Markov limits of steady states of the KPZ equation on an interval

TL;DR

This paper proves the equivalence of two probabilistic descriptions of stationary measures for the KPZ equation on an interval and analyzes their large-scale behavior, connecting recent results to Markov process representations.

Contribution

It establishes the equivalence of two descriptions of KPZ stationary measures and rigorously connects recent limit results to Markov process representations.

Findings

Proved the equivalence of two probabilistic descriptions of stationary measures.

Provided rigorous proofs of results by Barraquand and Le Doussal.
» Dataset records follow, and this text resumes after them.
PR #431, opened 2020-10-06
James

aljungstrom:
I'm trying to do some stuff with the James construction but I am having some termination issues that I cannot seem to understand.

I have a HIT defined like this
https://github.com/aljungstrom/cubical/blob/termination/Cubical/HITs/James/Base.agda#L8
(this is one of the HITS from the James construction).

I am trying to define maps from J (S^n) into certain types of fixed hLevel, but I cannot seem to get the higher path cases to terminate. The smallest example I could come up with is this:

https://github.com/aljungstrom/cubical/blob/termination/Cubical/HITs/James/Base.agda#L13

When I try to enter `SquareHelp i j`, Agda tells me:

> Termination checking failed for the following functions:
>   test, _.SquareHelp
> Problematic calls:
>   SquareHelp i j
>   test (αJ (loop i) y)
> when checking that the expression SquareHelp i j has type
> hLevelTrunc 2 S¹

Does anyone have any idea of how I can solve this problem?


aljungstrom:
ping @mortberg @Saizan

Saizan:
The termination checker does not recognize `αJ (loop i) y` as smaller than `αJ (loop i) (αJ base y)` because it's not a subterm.

You might try defining an helper function for the `αJ` case which takes the two arguments separately.

aljungstrom:
> The termination checker does not recognize `αJ (loop i) y` as smaller than `αJ (loop i) (αJ base y)` because it's not a subterm.
> 
> You might try defining an helper function for the `αJ` case which takes the two arguments separately.

Ahh, I see. This (together with some mutual induction) worked! Thanks a lot!

PR #433, opened 2020-10-08
Port proof helpers from stdlib

grahnen:
I added some of the proof-automation methods from `Relation.Nullary.Decidable.Core` in the standard library.


mortberg:
Looks fine to me, but it would be good if these would be used somewhere in the library

Issue #614, opened 2017-01-27
Must Always Be Able To Build A Worker With 200 Energy


TafThorne:
When a room collapses you can only safely assume that there is 0 energy in the extension and 0 energy in the spawn.  The game will give you a full spawn of energy after a while and from this life can resume.  If our code cannot build a worker with 200 energy at any RCL, there is a chance the room will _never_ automatically recover from a collapse.  It also makes it harder to spawn a replacement worker as you must used a command such as `Game.spawns['<spawnName>'].createCreepBySetup(Creep.setup.worker);` rather than `Game.rooms['<roomName>'].spawnQueueLow.push({parts:[MOVE,WORK,CARRY],name:'max',setup:'worker'});`. 

There is little chance of room collapse I hear you say?  Well it happened often enough in development when code cannot be tested to the Nth degree.  It is also quite possible for an invasion to severely dent a room but not destroy it out right.  If you have 0 haulers or workers left in a room it would be better to ensure that at least one worker could spawn than none.  

There is a manual work around.  Sure but I am not sat on a computer, watching the game 24x7.  If my room flakes out at 02:00 I would rather see it running when I wake up and check at 09:00.  That would also reduce the exposure I have to opportunistic neighbours spotting the struggling room and invading.  It is also a little confusing when you call `Game.spawns['S11W19'].createCreepBySetup(Creep.setup.worker);` and do not get one spawned.  

The current code base requires more than `minAbsEnergyAvailable: 200` for rooms with a Room Controller Level greater than 4.

cyberblast:
But we are already spawning a worker automatically when there is no hauler, worker or pioneer around using the queue. No minAbsEnergyAvailable required for that. 
The higher minAbsEnergyAvailable ensures worker have a larger min size when everything runs fine.

karlthepagan:
Forkmantis is looking into integration test services. We'll make an announcement when it's viable.

TafThorne:
I am not sure if this is related or if I should raise a seperate issue.   Since updating my code to the latest on dev yesterday I have had at least two rooms stall with a too but to build worker in the High priority queue.  

![image](https://cloud.githubusercontent.com/assets/586550/22395661/9046fe8e-e53c-11e6-8ad4-07ab17929bfe.png)

[...]

PR #615, opened 2017-01-27
Require 200 Energy To Spawn A Worker

TafThorne:
When a room collapses you can only safely assume that there is 0 energy in the extension and 0 energy in the spawn. The game will give you a full spawn of energy after a while and from this life can resume.  We should always be able to spawn a worker to drive room recovery with that 200 energy.  

This is a simple fix for issue #614 Must Always Be Able To Build A Worker With 200 Energy.  

It could be improved by making the minimum energy level required to spawn a worker dependent on the population of the room.  If there are other workers or haulers in the room, we could use the higher level.  This would ensure larger workers are always made at higher levels unless a population collapse has happened.  The advantage of this change is that it is simple, it works and it solves the issue this second.

### DIFF
--- a/creep.setup.worker.js
+++ b/creep.setup.worker.js
@@ -59,7 +59,7 @@ setup.RCL = {
     5: {
         fixedBody: [],
         multiBody: [CARRY, WORK, MOVE],
-        minAbsEnergyAvailable: 400,
+        minAbsEnergyAvailable: 200,
         minEnergyAvailable: room => setup.hasMinerOrHauler(room) ? 0.3 : 0,
         maxMulti: 8,
         maxCount: room => setup.maxWorker(room),
@@ -68,7 +68,7 @@ setup.RCL = {
     6: {
         fixedBody: [],
         multiBody: [CARRY, WORK, MOVE],
-        minAbsEnergyAvailable: 600,
+        minAbsEnergyAvailable: 200,
         minEnergyAvailable: room => setup.hasMinerOrHauler(room) ? 0.3 : 0,
         maxMulti: 8,
         maxCount: room => setup.maxWorker(room),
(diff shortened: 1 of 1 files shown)


cyberblast:
But we are already spawning a worker automatically when there is no hauler, worker or pioneer around using the queue. No minAbsEnergyAvailable required for that.
The higher minAbsEnergyAvailable ensures worker have a larger min size when everything runs fine.

TafThorne:
Well why was one _never_ spawning for me until I set the number to 200 then?  I had several hours of room replay to prove it never happened too.

chobobobo:
@TafThorne I think this was resolved by https://github.com/ScreepsOCS/screeps.behaviour-action-pattern/pull/666 if so, can this be closed?

TafThorne:
#666 is talking about 300 energy rather than 200 energy.  Does that not mean it is possible for creeps that are too large to spawn will still be left in the queue, blocking the 200 size worker?

chobobobo:
@TafThorne as I understood it, the issue was that you could get into situations where a room could not spawn a new worker.  Since a room will naturally regenerate up to 300 energy this should resolve that case by removing all creeps that are above that threshold.  If a room has "collapsed" meaning no haulers/workers/pioneers then task.pioneer.handleRoomDied should spawn a 200 energy worker to get things going again.

TafThorne:
I was sure spawns only held 200 energy... why was that?  No matter, 300 seems correct so I can see that removing all creeps with a value over 300 from the queues should sort things out.

chobobobo:
@TafThorne assuming this means it is resolved for you.

TafThorne:
I have not seen a collapse with the more recent code base.  Removed branch as requested.

PR #617, opened 2017-01-27
Feature/remote hauler capacity

karlthepagan:
This is a very basic capacity-based hauler spawning:

documentation linked from the tuning page:
https://github.com/ScreepsOCS/screeps.behaviour-action-pattern/wiki/Settings-&-Tuning#3-task-settings

### Quick Start
**viral.parameters.js**
This effectively unlocks the capacity feature.
```
    REMOTE_HAULER_MULTIPLIER: 4,
    REMOTE_HAULER_REHOME: true,
```

**commands**
This changes the carry capacity by the number of carry parts built to fill the route. Stored in task memory. -20 removes the full capacity for 1 source 1 room away, -40 to remove 1 source 2 rooms away. Positive numbers add more carry parts. Negative numbers remove carry parts. Repeat the command to continue changing the balance number.

This waits for the next spawning cycle. A higher hauler multiplier may be needed to achieve the number of needed parts.
```
Task.mining.carry('E48N81', -10)
```

### DIFF
--- a/task.mining.js
+++ b/task.mining.js
@@ -1,6 +1,7 @@
 let mod = {};
 module.exports = mod;
 mod.minControllerLevel = 4;
+mod.name = 'mining';
 mod.register = () => {
     // when a new flag has been found (occurs every tick, for each flag)
     Flag.found.on( flag => Task.mining.handleFlagFound(flag) );
@@ -8,11 +9,12 @@ mod.register = () => {
     Flag.FlagRemoved.on( flagName => Task.mining.handleFlagRemoved(flagName) );
     // a creep starts spawning
     Creep.spawningStarted.on( params => Task.mining.handleSpawningStarted(params) );
+    Creep.spawningCompleted.on( creep => Task.mining.handleSpawningCompleted(creep) );
 };
 mod.checkFlag = (flag) => {
     if( flag.color == FLAG_COLOR.claim.mining.color && flag.secondaryColor == FLAG_COLOR.claim.mining.secondaryColor ) {
         flag.memory.roomName = flag.pos.roomName;
-        flag.memory.task = 'mining';
+        flag.memory.task = mod.name;
         return true;
     }
     return false;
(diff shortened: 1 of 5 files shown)


task.mining.js
```diff
@@ -198,3 +229,66 @@ mod.creep = {
...
+};
+function haulerWeightToCarry(weight) {
+    if( !weight || weight < 0) return 0;
+    const multiWeight = _.max([0, weight - 500]);
+    return 5 + 2 * _.floor(multiWeight / 150);
+}
+function haulerCarryToWeight(carry) {
+    if( !carry || carry < 0) return 0;
+    const multiCarry = _.max([0, carry - 5]);
+    return 500 + 150 * _.ceil(multiCarry * 0.5);
```
karlthepagan: These numbers are based on the body definitions. I'll try to make them derived soon.

karlthepagan:
I need to strategize how to remove the WORK part from capacity haulers. Taking it off all but the first is a good step, but we will need better movement strategies so that roads don't die.

karlthepagan:
WARNING: you **will** hit your CPU limit if you ramp this feature up too quickly

karlthepagan:
I'm going to backport carry capacity into in-room hauler calculations. It's really useful.

karlthepagan:
Looking for more testers of multiple GCL and RCL!

See the commands in the description to get started.

chobobobo:
I'll have a look at this and give some feedback, the goal of this is to dynamically spawn haulers based on distance/need?

karlthepagan:
Yes, but not really dynamically. It is just based on how far and how many sources. It should be very simple and in my experience these numbers should handle the worst case (not counting invasions).

The miner replacement is somewhat dynamic. Their predicted renewal is based on literal arrival time.

chobobobo:
> commands
> This debits the carry capacity by the number of carry parts built to fill the route. Stored in task memory. -20 is the full capacity for 1 source 1 room away, -40 for 1 source 2 rooms away, etc.
> 
> Task.mining.carry('E48N81', -10)

I tried this, but all my remoteHaulers weren't replaced, I instead used positive numbers and they seem to have reappeared.  Typo?

karlthepagan:
Sorry, I updated my comment to make it more explicit what that command does. Haulers will be respawned as they are needed but not recycled in order to fit the new specification. There is a minimum size for each spawn, use the parameter `REMOTE_HAULER_MIN_WEIGHT: 500` to reduce the minimum from 800 to 500.

karlthepagan:
I think this is ready to come into dev.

Analyzed large-scale behavior of KPZ stationary measures and their Markov process representations.

Abstract

This paper builds upon the research of Corwin and Knizel who proved the existence of stationary measures for the KPZ equation on an interval and characterized them through a Laplace transform formula. Bryc, Kuznetsov, Wang and Wesolowski found a probabilistic description of the stationary measures in terms of a Doob transform of some Markov kernels; essentially at the same time, another description connecting the stationary measures to the exponential functionals of the Brownian motion appeared in work of Barraquand and Le Doussal. Our first main result clarifies and proves the equivalence of the two probabilistic description of these stationary measures. We then use the Markovian description to give rigorous proofs of some of the results claimed in Barraquand and Le Doussal. We analyze how the stationary measures of the KPZ equation on finite interval behave at large scale. We investigate which of the limits of the steady states of the KPZ equation obtained recently by G. Barraquand and P. Le Doussal can be represented by Markov processes in spatial variable under an additional restriction on the range of parameters.